Identify all lines of the data containing the string "from" and copy them.

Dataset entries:
--- START ---

PR #785, opened 2021-11-18
[fix] gdb.py signal handler for linux

### LINKED ISSUE #784: Debug python script cannot handle CTRL-C on Linux
On a linux (Fedora) platform it's not possible to press CTRL-C in GDB to stop execution without GDB terminates completely. I have solved the problem by adding a signal handler to `modm_tools/gdb.py` which does nothing except catching the signal. Does anyone have the same problem, on google it's a known problem then using gdb/openocd, I will be happy to make a PR since it's a annoying feature.

Solution:
``` python
import signal

def signal_handler(sig, frame):
    pass
```
And somewhere in main activate it:
``` python
signal.signal(signal.SIGINT, signal_handler)
```

ghost:
CTRL-C on Linux platform breaks the GDB process and leaves the terminal in a broken state, instead of breaking the debugged program. SIGINT handler added to fix the problem.

### DIFF
--- a/tools/modm_tools/gdb.py
+++ b/tools/modm_tools/gdb.py
@@ -12,9 +12,15 @@
 
 import os
 import subprocess
+import signal
+
+def signal_handler(sig, frame):
+    pass
+
 if __name__ == "__main__":
     import sys
     sys.path.append(os.path.dirname(os.path.dirname(__file__)))
+    signal.signal(signal.SIGINT, signal_handler)
 
 from modm_tools import utils, backend as bem
 from modm_tools import openocd, crashdebug, bmp


salkinium:
I've tested this and it doesn't break anything on macOS, so I'm going to merge this fix. @rleh can you test on Linux?

rleh:
> @rleh can you test on Linux?

I'll check...

chris-durand:
I have also tested it on Ubuntu and it didn't break anything. It is weird that I couldn't reproduce the original bug neither on Arch nor Ubuntu.

chris-durand:
Also when I tried it with `gnome-terminal` it didn't occur, but let's merge it if it does not cause any issues for anyone else.

salkinium (approved):

chris-durand (approved):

--- END ---

__TASK SOLUTION__.
 from modm_tools import utils, backend as bem
 from modm_tools import openocd, crashdebug, bmp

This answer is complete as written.